**Task directions**. Your answer should be the lines from the start of the records through the line with "(for me anyway)", copied word for word.

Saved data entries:
════════════════
PR #33, opened 2021-12-15
add nimlsp and supporting modules to vendor

michaelsbradleyjr:
Integration of [nimlsp](https://github.com/PMunch/nimlsp) in my editor (Emacs) has been quite the revelation. It's not perfect: crashes every once in awhile, but not often! 

The hover-hints, `M-.` to find a definition, ability to jump to the definition in the sources in `vendor/` (including sources in `vendor/nimbus-build-system/vendor/Nim`), and `M-,` to jump back — wow, huge productivity and learning boost! (for me anyway)

I figured out how to get nimlsp working in the context of a nimbus-build-system project, cf. the changes in this PR. The `make nimlsp` target is entirely optional and shouldn't get in the way of anyone who doesn't have a use for it.

One thing to note: if choosenim is installed, in order for the finding/jumping to use the correct locations (i.e. in nim-dagger's `vendor/`), you'll probably have to disable choosenim while working in the project:
```
$ mv ~/.choosenim ~/.choosenim.disabled
$ mv ~/.nimble ~/.nimble.disabled
```

I start my editor like this:
```
$ cd repos/nim-dagger
$ make nimlsp  # if not already made
$ ./env.sh emacsclient -t -a ''
```

(in both screenshots below I pressed `M-.` to display the full definition)

image

image

Any thoughts or objections re: adding nimlsp and supporting modules to nim-dagger's vendor?

### DIFF
--- a/.gitmodules
+++ b/.gitmodules
@@ -118,3 +118,12 @@
 	url = https://github.com/status-im/stint.git
 	ignore = untracked
 	branch = master
+[submodule "vendor/nimlsp"]
+	path = vendor/nimlsp
+	url = https://github.com/PMunch/nimlsp.git
+[submodule "vendor/jsonschema"]
+	path = vendor/jsonschema
+	url = https://github.com/PMunch/jsonschema.git
+[submodule "vendor/ast-pattern-matching"]
+	path = vendor/ast-pattern-matching
+	url = https://github.com/krux02/ast-pattern-matching.git
--- a/Makefile
+++ b/Makefile
@@ -25,7 +25,8 @@ LINK_PCRE := 0
 	update \
 	test \
 	clean \
-	libbacktrace
+	libbacktrace \
+	nimlsp
 
 ifeq ($(NIM_PARAMS),)
 # "variables.mk" was not included, so we update the submodules.
@@ -91,6 +92,16 @@ dagger.nims:
 # nim-libbacktrace
 libbacktrace:
 	+ $(MAKE) -C vendor/nim-libbacktrace --no-print-directory BUILD_CXX_LIB=0
+
+# nimlsp
+NIMLSP := vendor/nimlsp/nimlsp
+$(NIMLSP): | deps-common
+	echo -e $(BUILD_MSG) "$@" && cd vendor/nimlsp && \
+		$(ENV_SCRIPT) nim c \
+			-d:danger -d:nimcore -d:nimsuggest --hints:off --opt:speed --threads:on \
+			--verbosity:0 -o:nimlsp src/nimlsp
+
+nimlsp: $(NIMLSP)
 
 # usual cleaning
 clean: | clean-common
--- a/env.sh
+++ b/env.sh
@@ -1,0 +1,7 @@
+#!/usr/bin/env bash
+
+# We use ${BASH_SOURCE[0]} instead of $0 to allow sourcing this file
+# and we fall back to a Zsh-specific special var to also support Zsh.
+REL_PATH="$(dirname ${BASH_SOURCE[0]:-${(%):-%x}})"
+ABS_PATH="$(cd ${REL_PATH}; pwd)"
+source ${ABS_PATH}/vendor/nimbus-build-system/scripts/env.sh
--- a/env.sh
+++ b/env.sh
@@ -4,4 +4,5 @@
 # and we fall back to a Zsh-specific special var to also support Zsh.
 REL_PATH="$(dirname ${BASH_SOURCE[0]:-${(%):-%x}})"
 ABS_PATH="$(cd ${REL_PATH}; pwd)"
+export PATH="${ABS_PATH}/vendor/nimlsp:${PATH}"
 source ${ABS_PATH}/vendor/nimbus-build-system/scripts/env.sh


arnetheduck:
I'm curious why lsp needs to live in the project to make this work..

"goto function" and similar functionality already works out of the box with the vscode plugin and it seems to me that people that want to use other editors should be able to keep their supporting binaries outside the project and just load the right nim environment via `env.sh`.

A downside of keeping it in the project is that it becomes difficult to analyze dependencies for security audits and cruft removal - third-party risk is a thing in most of what we do.

michaelsbradleyjr:
> I'm curious why lsp needs to live in the project to make this work..

I was having trouble getting it to work correctly if it wasn't inside vendor, e.g. if the `nimlsp` executable (symlink to it) was in `~/.nimble/bin`: definitions were failing to resolve or resolving to the wrong `Nim` sources.

> "goto function" and similar functionality already works out of the box with the vscode plugin and it seems to me that people that want to use other editors should be able to keep their supporting binaries outside the project and just load the right nim environment via `env.sh`.

I'll give an alternative approach another shot... I'll try building the `nimlsp` binary so that it's located at e.g. `~/repos/nimlsp/nimlsp`. And then I can invoke the `env.sh` shim like this:
```
$ cd repos/nim-dagger
$ PATH="${HOME}/repos/nimlsp:${PATH}" ./env.sh emacsclient -t -a ''
```

> A downside of keeping it in the project is that it becomes difficult to analyze dependencies for security audits and cruft removal - third-party risk is a thing in most of what we do.

`nimlsp` and its two dependencies (`jsonschema` and `ast-pattern-matching`) in vendor *should* be inert relative to the code compiled into dagger artifacts, since dagger doesn't import them, but it's still a fair point.

zah:
I can explain what has happened. 

`nimlsp` is essentially statically linking a particular version of the Nim compiler by directly importing the source files of Nim (you can think of it as an alternative build of compiler with some minor modifications). This means that a particular build of `nimlsp` will carry a specific version of the Nim compiler and it will use the standard library that is discovered in a relative location to the `nimlsp` binary. 

If that's still not clear, this short code snippet may be worth more than the explanation above:
https://github.com/PMunch/nimlsp/blob/master/src/nimlsppkg/suggestlib.nim#L3-L11

So, when you built `nimlsp` within the `nimbus-build-system` env, you ensured that you are linking exactly our version of Nim into and that the resulting binary is in the right directory to find the standard library that we use.

dryajov:
It's unfortunate... I agree with @arnetheduck that this will complicate security analysis and clutter the view in general, on the other hand it's a shame we can't use the tools that make use the most productive... 

I'm not sure if there is an alternative way of setting nimlsp up so that it doesn't go into our vendor modules but still builds and links against them?

michaelsbradleyjr:
I found a way that works 100%, without having to check nimlsp and its deps into vendor:

(below its assumed that the plain vanilla `env.sh` shim is in the root of nim-dagger; I can open a PR just for that)

```
$ cd repos && \
  git clone https://github.com/PMunch/nimlsp.git nimlsp-dagger && \
  cd nimlsp-dagger

$ ~/repos/nim-dagger/env.sh \
  ~/repos/nim-dagger/vendor/nimbus-build-system/vendor/Nim/bin/nimble \
  --accept --depsOnly --nimbleDir:"${PWD}/.nimble" install

$ ~/repos/nim-dagger/env.sh \
  nim c -d:danger -d:nimcore -d:nimsuggest --opt:speed \
  --path:"${PWD}/$(ls -d .nimble/pkgs/ast_pattern_matching-*)" \
  --path:"${PWD}/$(ls -d .nimble/pkgs/jsonschema-*)" \
  --threads:on -o:nimlsp src/nimlsp
```
Editor invocation:
```
$ cd repos/nim-dagger
$ PATH="${HOME}/repos/nimlsp-dagger:${PATH}" ./env.sh emacsclient -t -a ''
```

**Upsides**
* (obviously) Doesn't involve checking `nimlsp`, `jsonschema`, and `ast-pattern-matching` into vendor.
* Don't have to disable `~/.choosenim` and `~/.nimble`. The `~/repos/nimlsp-dagger/nimlsp` executable doesn't get confused: all definitions are properly resolved within dagger's vendor.

**Downsides**
* Need to setup a `nimlsp-[project]` per nimbus-build-system project, but it's not a big deal (steps above are now worked out and easily repeatable).
* A bit more ceremony re: starting one's editor, but with the help of shell aliases it's not a big deal.

---

Personally I think it's nicer to have nimlsp checked into vendor, but I'm happy to live with this alternative solution (works great) and I definitely appreciate the concerns re: security analysis.

michaelsbradleyjr:
Closing in favor of #34. Can use the approach I described in https://github.com/status-im/nim-dagger/pull/33#issuecomment-996076749 for nimlsp integration.

stefantalpalaru:
Could it be simplified by letting Nimble use its default package dir (and making it a Make target, since you'll re-run it for every new Nim version)?

```make
build-nimlsp:
        ./env.sh vendor/nimbus-build-system/vendor/Nim/bin/nimble \
                --accept install nimlsp@#head
```

Might need to run `nimble uninstall nimlsp || true` first, to force a reinstall.

Such a target could join "ctags" in nimbus-build-system: https://github.com/status-im/nimbus-build-system/blob/25a4c270330026442e09f6cddfb7a944da7cfa4b/makefiles/targets.mk#L174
════════════════
**Output below**.
PR #33, opened 2021-12-15
add nimlsp and supporting modules to vendor

michaelsbradleyjr:
Integration of [nimlsp](https://github.com/PMunch/nimlsp) in my editor (Emacs) has been quite the revelation. It's not perfect: crashes every once in awhile, but not often! 

The hover-hints, `M-.` to find a definition, ability to jump to the definition in the sources in `vendor/` (including sources in `vendor/nimbus-build-system/vendor/Nim`), and `M-,` to jump back — wow, huge productivity and learning boost! (for me anyway)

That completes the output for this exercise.